Destacó que “la única imposibilidad o limitación que tiene la interna de desplazarse
a otras áreas del centro [penitenciario] lo constituye su manifestación de
permanecer en un área de máxima seguridad”. En aras de salvaguardar sus
derechos, desde el día de su internamiento el Ministerio Público ha coordinado
“visitas ordinarias”, lo cual consta en actas de inspección del referido fiscal;
f)
el Estado informó acerca de actuaciones realizadas por la Defensoría del Pueblo en
este asunto en diciembre de 2009 y enero de 2010, así como de la incidencia de
aquel órgano para un cambio de celda, lo cual finalmente no ocurrió.
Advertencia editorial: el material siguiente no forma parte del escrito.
PR #19426, opened 2025-12-02
[WFLY-21229] Persistence trace logging in AbstractEntityManager class should check for null entity object

scottmarlow:
https://issues.redhat.com/browse/WFLY-21229

I got lucky with local TCK testing and noticed we can get a NullPointerException when org.jboss.as.jpa TRACE logging is enabled and the application code passes a null entity class to EntityManager.lock or other similar methods.

### DIFF
--- a/jpa/subsystem/src/main/java/org/jboss/as/jpa/container/AbstractEntityManager.java
+++ b/jpa/subsystem/src/main/java/org/jboss/as/jpa/container/AbstractEntityManager.java
@@ -134,7 +134,7 @@ public abstract class AbstractEntityManager implements EntityManager {
         } finally {
             if (isTraceEnabled) {
                 long elapsed = System.currentTimeMillis() - start;
-                ROOT_LOGGER.tracef("detach entityClass '%s' took %dms", entity.getClass().getName(), elapsed);
+                ROOT_LOGGER.tracef("detach entityClass '%s' took %dms", getClassName(entity), elapsed);
             }
         }
     }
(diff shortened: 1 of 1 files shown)


scottmarlow:
The test failures are not related to this pull request.

jamezp (approved):

jpa/subsystem/src/main/java/org/jboss/as/jpa/container/AbstractEntityManager.java
```diff
@@ -289,11 +289,15 @@ public void lock(Object entity, LockModeType lockMode, Map<String, Object> prope
         } finally {
             if (isTraceEnabled) {
                 long elapsed = System.currentTimeMillis() - start;
-                ROOT_LOGGER.tracef("lock entityClass '%s', lockMode '%s'  took %dms", entity.getClass().getName(), getLockModeAsString(lockMode), elapsed);
+                ROOT_LOGGER.tracef("lock entityClass '%s', lockMode '%s'  took %dms", getClassName(entity), getLockModeAsString(lockMode), elapsed);
```
rhusar: Since editing this, you might want to fix the double space here (and above)...

```suggestion
                ROOT_LOGGER.tracef("lock entityClass '%s', lockMode '%s' took %dms", getClassName(entity), getLockModeAsString(lockMode), elapsed);
```

scottmarlow: Thanks for catching that @rhusar !  I pushed a change to remote the double space.

rhusar: Looks good now. The only reason I brought it up is because when you see a logging with extra spaces, you start to wonder if there wasn't a " %s " somewhere that was empty. Then you look at the source code and realize it's just an extra space in the log message :) (been there done it, not here but in general)

rhusar (approved):

rhusar:
Thanks @scottmarlow and @jamezp !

Además, la
Dirección Nacional de Servicios Penitenciarios (DNSP) informó en enero de 2010
sobre la primera petición de la señora Afiuni de cambio de celda, en que aprobó su
reubicación a la celda de máxima seguridad y se acurdó el traslado del INOF a
otras cárceles de internas con informes negativos de conducta o que hayan
insultado a la jueza Afiuni; y
g) el Estado aseguró estar tomando las medidas precisas para salvaguardar el
derecho a la vida, salud e integridad física de la señora Afiuni, por lo que solicitó a
la Corte que declare “inadmisibles las medidas provisionales solicitadas” a su favor,
en vista de que no se encuentra en situación de extrema gravedad o urgencia, ni
en situación alguna que pudiera originar daños irreparables.
7.
La Resolución del Presidente del Tribunal de 10 de diciembre de 2010 (en adelante
“la Resolución del Presidente”), mediante la cual resolvió:
1.
Requerir al Estado que adopte, de forma inmediata, las medidas que sean necesarias y
efectivas para garantizar la vida e integridad física, psíquica y moral de la señora María Lourdes
Afiuni.
2.
Requerir al Estado que adopte las medidas necesarias para que la señora Afiuni
permanezca en un lugar de detención adecuado a sus circunstancias particulares, en atención a
la función que ejercía como jueza penal, particularmente mediante el otorgamiento de plenas
garantías de seguridad y que no se vea afectada en su derecho de acceder a familiares y
visitantes, a sus abogados y a los médicos que la vayan a examinar, en los términos del párrafo
considerativo décimo segundo.
3.
Requerir al Estado que, en el evento de que la señora Afiuni necesite atención médica
especializada, y sin perjuicio de la atención que puedan brindar los médicos adscritos a
instituciones estatales, adopte las providencias necesarias para que sea atendida por médicos de
su elección.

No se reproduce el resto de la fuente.